A fines de junio de 1932, intenta de nuevo volver a Venezuela, por lo que se dirige a Kingston, Jamaica. José Rafael Pocaterra le hizo llegar cuanta ayuda económica pudo, para mantenerlo políticamente activo.
Gracias a ello don Emilio consiguió ir a verle en Halifax, Canadá. Con José Rafael, se dedicó al estudio y análisis de lo que debía ser Venezuela una vez que Gómez dejara el poder. El cambio no puede ser radical porque se entraría nuevamente en otra tiranía, eso piensan.
Plantean que en el gobierno hay hombres patriotas que podrían tomar el timón un tiempo mientras por elección popular asume un nuevo presidente. Hay que sacar urgentemente al pueblo del horrible analfabetismo en que se encuentra.

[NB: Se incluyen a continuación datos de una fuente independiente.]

Issue #107, opened 2022-12-09
Show a big-fat warning when a brain mask is not provided


oesteban:
With the development of #91, it has become clear that we don't want to be fitting models in background pixels, nor have the background be considered by the cost function of ANTs.

Therefore, eddymotion should be very reluctant to go ahead without a brain mask.

Incidentally, I believe can easily include SynthStrip into dMRIPrep and then dilate that mask so that distortions do not cause cropping of the brain.

WDYT?

arokem:
I ❤️ synthstrip and I think that's a great idea. We should also give the option to provide masks from other pipelines.

oesteban:
Correct, we don't want to mess with how the user calculates masks - eddymotion should just trust the user is doing the right thing on this aspect.

PR #114, opened 2022-12-13
Fix masking add composability

dPys:
@oesteban -- It is truly incredible how far this repo has come. I also still believe it remains right on the cusp of making eddy correction of dmri more accessible to researchers looking for other alternatives to FSL. 

There's very little to complain about with how you've organized things already. With that said, I do have some proposed enhancements, any or none of which you're welcome to adopt. I realize that this first PR comes after a long lull in my contribution, so it mainly just includes some general housekeeping, most of which comes from debugging locally with test data that includes a b0 mask. Here is a brief summary of the included changes:

* Relegates registration logic previously belonging to the `EddyMotionEstimator` class to a more modular Aligner dataclass. This may ultimately also make it easier to surgically swap out nipype-based native ANTs with ANTspy, if that strategy is still on the agenda per #89 and #90 .
* Refactors the order and methodology of parsing `S0` and `mask`  from kwargs to address cases where either or both are manually provided by the user. In the case of a B0 mask, for example, I found that np.ma.masked_array behaves more predictably than simple slicing. These use-cases probably also need to further unit tests before this PR gets merged. Per #107 , it might also be worth proceeding to raise a warning if a mask is not provided.
* Adds some additional runtime error handling and simplified results concatenation logic around the joblib calls in the fit/predict logic of `BaseModel`.
* Collectively, these improvements should help to shave off some memory consumption and lead to a small speedup overall.
* My linter auto-reformatted some things per black as well as flake8, so feel free to reject those changes if you have a different formatting aesthetic in mind.

### DIFF
--- a/.mailmap
+++ b/.mailmap
@@ -2,8 +2,8 @@ Anisha Keshavan <akeshavan@gmail.com> <akeshavan@ucla.edu>
 Anisha Keshavan <akeshavan@gmail.com> <keshavan@berkeley.edu>
 Ariel Rokem <arokem@berkeley.edu>
 Ariel Rokem <arokem@berkeley.edu> <arokem@gmail.com>
-Derek Pisner <dpisner@utexas.edu>
-Derek Pisner <dpisner@utexas.edu> dPys <dpisner@utexas.edu>
+Derek Pisner <dpysalexander@gmail.com>
+Derek Pisner <dpysalexander@gmail.com> dPys <dpysalexander@gmail.com>
 Garikoitz Lerma-Usabiaga <garikoitz@gmail.com> garikoitz <garikoitz@gmail.com>
 James D. Kent <james-kent@uiowa.edu>
 James D. Kent <james-kent@uiowa.edu> <jamesdkent21@gmail.com>
--- a/.mailmap
+++ b/.mailmap
@@ -2,8 +2,8 @@ Anisha Keshavan <akeshavan@gmail.com> <akeshavan@ucla.edu>
 Anisha Keshavan <akeshavan@gmail.com> <keshavan@berkeley.edu>
 Ariel Rokem <arokem@berkeley.edu>
 Ariel Rokem <arokem@berkeley.edu> <arokem@gmail.com>
-Derek Pisner <dpysalexander@gmail.com>
-Derek Pisner <dpysalexander@gmail.com> dPys <dpysalexander@gmail.com>
+Derek Pisner <dpisner@utexas.edu>
+Derek Pisner <dpisner@utexas.edu> dPys <dpisner@utexas.edu>
 Garikoitz Lerma-Usabiaga <garikoitz@gmail.com> garikoitz <garikoitz@gmail.com>
 James D. Kent <james-kent@uiowa.edu>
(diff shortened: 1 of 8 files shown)


.mailmap
```diff
@@ -2,8 +2,8 @@ Anisha Keshavan <akeshavan@gmail.com> <akeshavan@ucla.edu>
 Anisha Keshavan <akeshavan@gmail.com> <keshavan@berkeley.edu>
 Ariel Rokem <arokem@berkeley.edu>
 Ariel Rokem <arokem@berkeley.edu> <arokem@gmail.com>
-Derek Pisner <dpisner@utexas.edu>
-Derek Pisner <dpisner@utexas.edu> dPys <dpisner@utexas.edu>
+Derek Pisner <dpysalexander@gmail.com>
+Derek Pisner <dpysalexander@gmail.com> dPys <dpysalexander@gmail.com>
```
oesteban, line 6: This will remove your name from old commits done with the old email.

That said, please send a separate PR with this edit.
```suggestion
Derek Pisner <dpysalexander@gmail.com> dPys <dpysalexander@gmail.com>
Derek Pisner <dpysalexander@gmail.com> <dpisner@utexas.edu> 
```

setup.cfg
```diff
@@ -1,7 +1,7 @@
 [metadata]
 name = eddymotion
 author = Derek Pisner
-author_email = dpisner@utexas.edu
+author_email = dpysalexander@gmail.com
```
oesteban, line 4: Like the other, please pull out on the other PR. I think we should also follow the general nipreps guidelines and write the nipreps account.

```suggestion
author_email = nipreps@gmail.com
```

setup.cfg
```diff
@@ -15,7 +15,7 @@ license = Apache License, Version 2.0
 long_description = file:README.rst
 long_description_content_type = text/x-rst; charset=UTF-8
 maintainers = The NiPreps developers
-maintainer_email = nipreps@gmail.com, dpisner@utexas.edu
+maintainer_email = nipreps@gmail.com, dpysalexander@gmail.com
```
oesteban, line 18: Ditto.

oesteban (commented):
I need to revise the PR, but for the time being, please separate the packaging/metadata changes.

.mailmap
dPys: See https://github.com/nipreps/eddymotion/pull/119

setup.cfg
dPys: Ditto, see https://github.com/nipreps/eddymotion/pull/119

setup.cfg
dPys: see https://github.com/nipreps/eddymotion/pull/119

dPys:
No rush, re: any revisions.

Not sure how my contact info updates slipped into my final commit-- sorry about that!  RE: packaging/metadata changes, I do actually have some more related to `pyproject.toml` specifically, but will scope out those commits to a third PR once this one and https://github.com/nipreps/eddymotion/pull/119 are over the finish-line.

oesteban:
We have worked several aspects of this PR elsewhere, so I think it's safe to close. Thanks to @dPys for the effort - we've learned a lot from this.

Issue #108, opened 2022-12-09
Spatial smoothing & disallowing ANTs' subsamplings/smoothings


oesteban:
The first registration level (likely using the new `FullDKIModel` or similar) can substantially be sped up if we spatially smoothed & downsampled the input before both model fitting and image registration.

This will make ANTs' settings easier, as the registration pyramid is set up globally, not just for registration.

This is one of the ideas I partially stole from @tmspvn.

arokem:
That's a 💯 idea!

PR #116, opened 2022-12-15
ENH: Data manipulations to facilitate modeling and registration: smoothing & subsampling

De Halifax pasó a Jamaica, luego a la República Dominicana, donde fue detenido. Primera vez en su vida que era detenido. Esto provocó un escándalo internacional que movilizó a la diplomacia cubana, sobre todo al general don Enrique Loynaz del Castillo, quien fue jefe del Estado Mayor de Máximo Gómez y quien también prestó servicio al presidente Sánchez Cerro. De otro modo Trujillo, el dictador e íntimo amigo de Gómez, lo habría asesinado.
Marchó entonces otra vez a Jamaica para volver de nuevo a Perú, pero el 1o de marzo de 1933, se entera del atentado, ejecutado por un comunista, que acaba con la vida de Sánchez Cerro. Regresa a Jamaica.
Pasa a Martinica, luego a Guadalupe, Santa Lucía, Puerto Rico, siempre asediado por los agentes de don Bisonte. Con ayuda otra vez de Pocaterra, el 1o de septiembre de 1935, acude a encontrarse con éste en Nueva York, y el 18 de diciembre, recibe una llamada de su amigo, el doctor Rafael Ernesto López, quien le dice: «Arévalo, se murió Gómez».
Entonces, el presidente Eleazar López Contreras le da seguridades para que vuelva al país y lo hace, ya no por las selvas, escondido tras falsos nombres y bajo el acoso de las fieras del tirano. Llega a La Guaira, el 15 de enero de 1936, donde abraza a su esposa y a su hijo, de quince años de edad, a quien no conocía, después de treinta años de lucha, de permanente y duro bregar contra la más grande tiranía de América. Luego, el sangriento Rómulo Betancourt, cuando apenas supo de la llegada a Venezuela de don Emilio, y que se le recibía con honores, profirió: «Pobre centauro de caricatura».
Don Emilio fue posteriormente senador por el estado Guárico y más tarde gobernador del mismo estado. Murió demente en 1965, en Valle de La Pascua, a la edad de 83 años.